WHAT THE TASK ASKS: Write out exactly, with no other output, the lines below from the one that contains "Can you rebase" through the end.

RECORDS TO USE:

PR #1104, opened 2016-02-09
hack rkt fs support into cadvisor

sjpotter:
I'm unsure why all these other commits were brought in, I don't have a merge commit in my logs.   (Educaiton would be appreciateD)

This is just a proof of concept so can just see my one commit at the end.  I don't like it as have to pass the RktPath in explicitly but unsure how else to do it.  so feedback on that would be welcomed as well

@vishh @yifan-gu @jonboulle

### DIFF
--- a/fs/fs.go
+++ b/fs/fs.go
@@ -38,6 +38,7 @@ import (
 const (
 	LabelSystemRoot   = "root"
 	LabelDockerImages = "docker-images"
+	LabelRktImages    = "rkt-images"
 )
 
 type partition struct {
@@ -62,6 +63,7 @@ type Context struct {
 	// docker root directory.
 	DockerRoot string
 	DockerInfo map[string]string
+	RktPath    string
 }
 
 func NewFsInfo(context Context) (FsInfo, error) {
@@ -103,6 +105,10 @@ func NewFsInfo(context Context) (FsInfo, error) {
 	// need to call this before the log line below printing out the partitions, as this function may
 	// add a "partition" for devicemapper to fsInfo.partitions
 	fsInfo.addDockerImagesLabel(context)
+
+	if context.RktPath != "" {
+		fsInfo.addRktImagesLabel(context)
+	}
 
 	glog.Infof("Filesystem partitions: %+v", fsInfo.partitions)
 	fsInfo.addSystemRootLabel()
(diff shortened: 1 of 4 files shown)


vishh:
Can you rebase against upstream master? `git fetch upstream && git rebase
-i upstream/master`

sjpotter:
ok, that was a disaster.  unsure what happened here.

sjpotter:
ok, all better now.

sjpotter:
In order to do this nicer I'm thinking 

1) a basically nil rkt implementation in containers/ just enough for FS stuff

1a) this will involve some flags stuff, so will be a bit of dance with kubelet as it embeds it.

2) a basically nil rkt implementation in manager/ again just enough for FS stuff

2a) kubelet and cadvisor itself will specify which manager it wants based on flags passed in. 

as some of thse flags are going to be the same as what kubelet has now, there might be a bit of a dance to get them unified without breaking anything?

thoughts, though thats beyond what we talked about above.  just putting it out there as I find the above ugly :)

manager/manager.go
```diff
@@ -118,7 +118,7 @@ type Manager interface {
 }
 
 // New takes a memory storage and returns a new manager.
-func New(memoryCache *memory.InMemoryCache, sysfs sysfs.SysFs, maxHousekeepingInterval time.Duration, allowDynamicHousekeeping bool) (Manager, error) {
+func New(memoryCache *memory.InMemoryCache, sysfs sysfs.SysFs, maxHousekeepingInterval time.Duration, allowDynamicHousekeeping bool, rktPath string) (Manager, error) {
```
vishh: nit: Can we pass in a new `Config` object instead of expanding this interface? I'd like to see all the existing `bool` knobs be a part of that.

fs/fs.go
```diff
@@ -165,11 +171,19 @@ func (self *RealFsInfo) addDockerImagesLabel(context Context) {
 		dockerPaths := getDockerImagePaths(context)
 
 		for src, p := range self.partitions {
-			self.updateDockerImagesPath(src, p.mountpoint, dockerPaths)
+			self.updateContainerLabelImagesPath(LabelDockerImages, src, p.mountpoint, dockerPaths)
```
vishh: It is kind of weird to make `addDockerImagesLabel` update labels for `rkt` as well. This logic might require a more thorough refactoring.

sjpotter: See my other pr i do that there.

sjpotter:
This is superseded by https://github.com/google/cadvisor/pull/1120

ANSWER TO THE PROBLEM:
Can you rebase against upstream master? `git fetch upstream && git rebase
-i upstream/master`

sjpotter:
ok, that was a disaster.  unsure what happened here.

sjpotter:
ok, all better now.

sjpotter:
In order to do this nicer I'm thinking 

1) a basically nil rkt implementation in containers/ just enough for FS stuff

1a) this will involve some flags stuff, so will be a bit of dance with kubelet as it embeds it.

2) a basically nil rkt implementation in manager/ again just enough for FS stuff

2a) kubelet and cadvisor itself will specify which manager it wants based on flags passed in. 

as some of thse flags are going to be the same as what kubelet has now, there might be a bit of a dance to get them unified without breaking anything?

thoughts, though thats beyond what we talked about above.  just putting it out there as I find the above ugly :)

manager/manager.go
```diff
@@ -118,7 +118,7 @@ type Manager interface {
 }
 
 // New takes a memory storage and returns a new manager.
-func New(memoryCache *memory.InMemoryCache, sysfs sysfs.SysFs, maxHousekeepingInterval time.Duration, allowDynamicHousekeeping bool) (Manager, error) {
+func New(memoryCache *memory.InMemoryCache, sysfs sysfs.SysFs, maxHousekeepingInterval time.Duration, allowDynamicHousekeeping bool, rktPath string) (Manager, error) {
```
vishh: nit: Can we pass in a new `Config` object instead of expanding this interface? I'd like to see all the existing `bool` knobs be a part of that.

fs/fs.go
```diff
@@ -165,11 +171,19 @@ func (self *RealFsInfo) addDockerImagesLabel(context Context) {
 		dockerPaths := getDockerImagePaths(context)
 
 		for src, p := range self.partitions {
-			self.updateDockerImagesPath(src, p.mountpoint, dockerPaths)
+			self.updateContainerLabelImagesPath(LabelDockerImages, src, p.mountpoint, dockerPaths)
```
vishh: It is kind of weird to make `addDockerImagesLabel` update labels for `rkt` as well. This logic might require a more thorough refactoring.

sjpotter: See my other pr i do that there.

sjpotter:
This is superseded by https://github.com/google/cadvisor/pull/1120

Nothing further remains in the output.